Day 2 Session 2: Innovation in image and Art
“Dislocated Landscapes: Visualizing Diné Bikéyah in the Colonial Medium” - Ryuichi Nakayama
In the 1930s, Diné students at the Santa Fe Indian School (SFIS) began to produce so-called flat style paintings, paintings depicting assumedly traditional aspects of indigenous societies in a naturalistic, simplified, and mostly static manner. Produced at the school away from their home, paintings by Diné students consistently show idyllic landscapes of the diné bikeyah. Images without meticulous depictions of the surrounding environment fail to articulate the meanings of specific places in the indigenous landscapes.
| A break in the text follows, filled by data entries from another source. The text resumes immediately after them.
PR #836, opened 2025-10-01
fix: spoke cleanup

DhairyaSethi:
- update `!=0` checks to `>0` for consistency
- check Spoke oracle decimals matches defined constant during intialization
- safecast
- renaming, comments for clarity
- validate non-zero hub address in AssetInterestRateStrategy contract
- update `Spoke.getReserveTotalDebt` logic with call to the `Hub.getSpokeTotalOwed` 
- rename `list` local variable used in `_calculateAndPotentiallyRefreshUserAccountData` to `collateralInfo`
- rename `drawnDebtRestored`, `premiumDebtRestored` variables in the `_reportDeficit` function


src/spoke/Spoke.sol
```diff
@@ -824,9 +820,8 @@ abstract contract Spoke is ISpoke, Multicall, AccessManagedUpgradeable, EIP712 {
           reserve.assetId,
           userPosition
         );
-        userAccountData.totalDebtInBaseCurrency +=
-          (drawnDebt * assetPrice).wadDivUp(assetUnit) +
-          (premiumDebt * assetPrice).wadDivUp(assetUnit);
+        userAccountData.totalDebtInBaseCurrency += ((drawnDebt + premiumDebt) * assetPrice)
+          .wadDivUp(assetUnit);
```
DhairyaSethi: there is no precision loss here as long as we are 18 scaled currency, hence this is okay, & this saves 200 gas

src/hub/Hub.sol
```diff
@@ -436,9 +436,9 @@ contract Hub is IHub, AccessManaged {
   /// @inheritdoc IHub
   function getSpokeConfig(
     uint256 assetId,
-    address spoke
+    address spokeAddr
   ) external view returns (SpokeConfig memory) {
-    SpokeData storage spoke = _spokes[assetId][spoke];
+    SpokeData storage spoke = _spokes[assetId][spokeAddr];
```
yan-man: nit: would prob prefer arg address as spoke and var as spokeData or something, given the arg addr is external facing

src/hub/interfaces/IAssetInterestRateStrategy.sol
```diff
@@ -47,6 +47,11 @@ interface IAssetInterestRateStrategy is IBasicInterestRateStrategy {
     uint32 variableRateSlope2;
   }
 
+  /**
+   * @notice Thrown when the given address is invalid.
```
yan-man, line 51: should we specify when hub address is invalid zero addr or something more specific

src/hub/Hub.sol
DhairyaSethi: we use `spoke` var everywhere, think it's better this way for consistency

src/hub/interfaces/IAssetInterestRateStrategy.sol
DhairyaSethi: this is only for constructor, not end user facing so fine is as. we could fashion existing error, `OnlyHub` to something like `InvalidHub` and reuse at both places

src/spoke/Spoke.sol
```diff
@@ -64,13 +67,10 @@ abstract contract Spoke is ISpoke, Multicall, AccessManagedUpgradeable, EIP712 {
     _;
   }
 
-  /**
-   * @dev Constructor.
-   * @param oracle_ The address of the AaveOracle contract.
-   */
+  /// @dev Constructor.
+  /// @param oracle_ The address of `AaveOracle` which supports existing reserves on contract upgrades.
```
yan-man: wondering why to specify the upgrades part

src/spoke/Spoke.sol
```diff
@@ -645,27 +641,14 @@ abstract contract Spoke is ISpoke, Multicall, AccessManagedUpgradeable, EIP712 {
...
     require(address(reserve.hub) != address(0), ReserveNotListed());
     require(!reserve.paused, ReservePaused());
   }
 
-  /**
-   * @dev Calculates the user's premium debt offset in assets amount from a given share amount.
-   * @dev Rounds down to the nearest assets amount. Uses the opposite rounding direction of the
-   * debt shares-to-assets conversion to prevent underflow in premium debt.
-   */
-  function _previewPremiumOffset(
```
yan-man, line 663: just rm in favor of calling previewDrawByShares directly, was that the rationale?

src/hub/Hub.sol
miguelmtzinf: i d prefer the opposite and name this one spokeConfig

src/spoke/Spoke.sol
DhairyaSethi: bc of a really good inline comment, it's much cleaner that way. this never needed such verbose natspec

src/spoke/Spoke.sol
DhairyaSethi: stermi keeps insisting

src/hub/Hub.sol
DhairyaSethi: we use `spoke` var everywhere, think it's better this way for consistency

src/hub/interfaces/IAssetInterestRateStrategy.sol
yan-man: for natspec, error fine as is

src/spoke/Spoke.sol
miguelmtzinf: don't think this comment belongs to here or the contract... more to docs/instructions for upgrades. So i d just say: The address of the AaveOracle

src/spoke/Spoke.sol
```diff
@@ -856,12 +841,12 @@ abstract contract Spoke is ISpoke, Multicall, AccessManagedUpgradeable, EIP712 {
     uint256 debtCounterInBaseCurrency = userAccountData.totalDebtInBaseCurrency;
     uint256 collateralCounterInBaseCurrency = 0;
 
-    list.sortByKey(); // sort by collateral risk
+    collateralInfo.sortByKey(); // sort by collateral risk
```
miguelmtzinf: sort by collateral risk in ASC order, collateral value in DESC order

src/spoke/Spoke.sol
DhairyaSethi: stermi keeps insisting on this point, @yan-man let's find a place for it in the natspec then if possible? rming from here since you also didn't like it (right?)

src/spoke/Spoke.sol
```diff
@@ -366,17 +368,16 @@ abstract contract Spoke is ISpoke, Multicall, AccessManagedUpgradeable, EIP712 {
...
 
-    _validateSetUsingAsCollateral(_reserves[reserveId], usingAsCollateral);
-
     positionStatus.setUsingAsCollateral(reserveId, usingAsCollateral);
 
     if (usingAsCollateral) {
       _refreshDynamicConfig(onBehalfOf, reserveId);
     } else {
-      // If unsetting, check HF and update user rp
       uint256 newUserRiskPremium = _refreshAndValidateUserPosition(onBehalfOf); // validates HF
```
yan-man:
```suggestion
      uint256 newUserRiskPremium = _refreshAndValidateUserPosition(onBehalfOf); // validates health factor
```

src/spoke/Spoke.sol
yan-man: a bit confused here, I was just talking about the `_previewPremiumOffset` function being removed completely vs the natspec part

edit: i see you mean we can have an inline comment to explain the rounding rather than keeping this separate method

src/spoke/Spoke.sol
```diff
@@ -691,18 +675,18 @@ abstract contract Spoke is ISpoke, Multicall, AccessManagedUpgradeable, EIP712 {
...
     // @dev sufficient check since maxLiquidationBonus is always >= 100_00
-    require(currentConfig.maxLiquidationBonus != 0, ConfigKeyUninitialized());
+    require(currentConfig.maxLiquidationBonus > 0, ConfigKeyUninitialized());
     require(newConfig.collateralFactor > 0, InvalidCollateralFactor());
     _validateDynamicReserveConfig(newConfig);
   }
 
   function _validateDynamicReserveConfig(DynamicReserveConfig calldata config) internal pure {
-    // Enforce that at moment loan is taken, there should be enough collateral to cover liquidation
+    // there should be enough collateral to cover liquidation at moment a loan is taken
```
yan-man: maybe we can re-write to "debt is taken" as we dont use loan anywhere else

src/spoke/Spoke.sol
```diff
@@ -729,7 +713,7 @@ abstract contract Spoke is ISpoke, Multicall, AccessManagedUpgradeable, EIP712 {
     require(!usingAsCollateral || !reserve.frozen, ReserveFrozen());
   }
 
-  // @dev allows donation on drawn debt
+  /// @dev Allows donation on drawn debt.
```
yan-man: did we want to rm references to donation?

DhairyaSethi: can rm, or we can do consistently in natspec pr

src/spoke/Spoke.sol
DhairyaSethi: it just did one thing, our idea before about having it was to showcase the explicit rounding with shitty natspec, i think the debt owed to protocol analogy is good and we don't need this one fn abstraction anymore

src/spoke/Spoke.sol
```diff
@@ -905,28 +889,26 @@ abstract contract Spoke is ISpoke, Multicall, AccessManagedUpgradeable, EIP712 {
...
-        assetId,
-        userPosition.premiumShares
-      ).toUint128());
+      Reserve storage reserve = _reserves[reserveId];
+      uint256 assetId = reserve.assetId;
+      IHubBase hub = reserve.hub;
+
+      uint256 oldPremiumShares = userPosition.premiumShares;
+      uint256 oldPremiumOffset = userPosition.premiumOffset;
+      uint256 accruedUserPremium = hub.previewRestoreByShares(assetId, oldPremiumShares) -
```
yan-man: for consistency if rm "user" from some of these, then this should also just be accruedPremium

src/spoke/Spoke.sol
```diff
@@ -948,30 +930,27 @@ abstract contract Spoke is ISpoke, Multicall, AccessManagedUpgradeable, EIP712 {
...
-        drawnDebtRestored,
-        premiumDebtRestored,
+        drawnDebtReported,
+        premiumDebtReported,
         premiumDelta
       );
       _settlePremiumDebt(userPosition, premiumDelta.realizedDelta);
       userPosition.drawnShares -= deficitShares.toUint128();
-      // newUserRiskPremium is 0 due to no collateral remaining
-      // non-zero deficit means user ends up with zero total debt
```
yan-man, line 977: can rm first comment, but 2nd line was to emphasize that any deficit in a single reserve cleans out their debt as deficit across all remaining debt reserves, perhaps can keep

src/spoke/Spoke.sol
DhairyaSethi: removed instead since it should be intuitive from `validateUserPosition`, lmk wdyt

src/spoke/Spoke.sol
yan-man: ok will see if we can add to natspec PR somewhere, yeah correct didnt like it

src/spoke/Spoke.sol
DhairyaSethi: yes good catch, tysm

src/spoke/Spoke.sol
```diff
@@ -856,15 +842,13 @@ abstract contract Spoke is ISpoke, Multicall, AccessManagedUpgradeable, EIP712 {
     uint256 debtCounterInBaseCurrency = userAccountData.totalDebtInBaseCurrency;
     uint256 collateralCounterInBaseCurrency = 0;
 
-    list.sortByKey(); // sort by collateral risk
+    collateralInfo.sortByKey(); // sort by collateralRisk in asc, collateralValue in desc
```
yan-man: dont think `collateralValue` should be combined here, implying it's a variable or term. perhaps either `userCollateralInBaseCurrency` or `collateral amount` or `collateral value` (but imo dont really like value) or something else

src/spoke/Spoke.sol
yan-man: also works

src/spoke/Spoke.sol
```diff
@@ -366,18 +368,17 @@ abstract contract Spoke is ISpoke, Multicall, AccessManagedUpgradeable, EIP712 {
     address onBehalfOf
   ) external onlyPositionManager(onBehalfOf) {
     PositionStatus storage positionStatus = _positionStatus[onBehalfOf];
+    _validateSetUsingAsCollateral(_reserves[reserveId], usingAsCollateral);
+
```
```suggestion
    _validateSetUsingAsCollateral(_reserves[reserveId], usingAsCollateral);

    PositionStatus storage positionStatus = _positionStatus[onBehalfOf];
```

src/spoke/Spoke.sol
DhairyaSethi: personally think it's fine, don't see confusion with collateral amount here specifically 

can make them collateral risk & collateral value with space to signal it's not a specific var 

open to suggestions, full var name for base currency is tediously long

PR #840, opened 2025-10-01
feat: improve packing

DhairyaSethi:
re-order asset struct to group more commonly read vars together, saves ~2k gas on average (scales linearly with notify, ie borrowed reserves)

has to reduce timestamp bits from 40 to 32 -> protocol can work until ~2106-02-07, ie 80 years


src/hub/interfaces/IHub.sol
```diff
@@ -25,18 +25,18 @@ interface IHub is IHubBase, IAccessManaged {
...
     address underlying;
     //
     address irStrategy;
-    uint96 drawnRate;
     //
     address reinvestmentController;
     //
     address feeReceiver;
+    uint16 liquidityFee;
+    uint8 decimals;
```
miguelmtzinf, line 39: Tried with other alternatives (packing these two with `underlying` or `irStrategy`) and this seems to be most efficient one

PR #841, opened 2025-10-02
fix: Change premium function

CheyenneAtapour:


CheyenneAtapour:
We ultimately decided against this change as it adds gas, and doesn't provide much perceived benefit for code readability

“Traditional vs. Contemporary": Considering and Deconstructing Binaries and Classifications in Diné and Indigenous Art - Isabella Robbins
Historically, western museums and academia have seen a division between traditional arts, such as basketmaking, rug weaving, and carving, versus contemporary arts, such as painting, sculpture and photography. While some museums use more loose classifications (i.e. the Navajo Nation Museum and other tribal museums), others (i.e. the Yale University Art Gallery, the Met, etc.) are more strict in their divisions between art forms. This brings up questions of whether traditional arts can be considered art, and which art belongs where (art vs. anthropology museums). In this paper, I want to problematize this binary and other classifications.
“The High Desert Asdzaan and Her Neo-Matriarch Identity” - Venaya Yazzie
Every day the Indigenous woman, the modern Matriarch makes a plethora of decisions, not only about her family, but about herself. She is a diné asdzaan, the Diné femme and her personal gendered rituals and routines are a significant part of her identity. For her, it might involve prayer first, a morning run, what to wear, and how to 'adorn' with jewelry. Whether a colorful Pendleton coat, or the trade item Babushka, granny scarf or turquoise jewelry items; her Dine' identity involves the act of tangible adornment, a cultural act passed on from generations of women from her historical clanship line. This human ritual of personal adornment is both a tangible and spiritual way of identification as well as a kind of self- empowerment and self-realization. The Diné epistemology of personal presentation is a resilient act still perpetuated in 2020. This session concerns the narrative of Navajo ways of being as a female as a means of recognizing, encouraging and inspiring her in a rapidly changing global community both in and outside of Navajoland.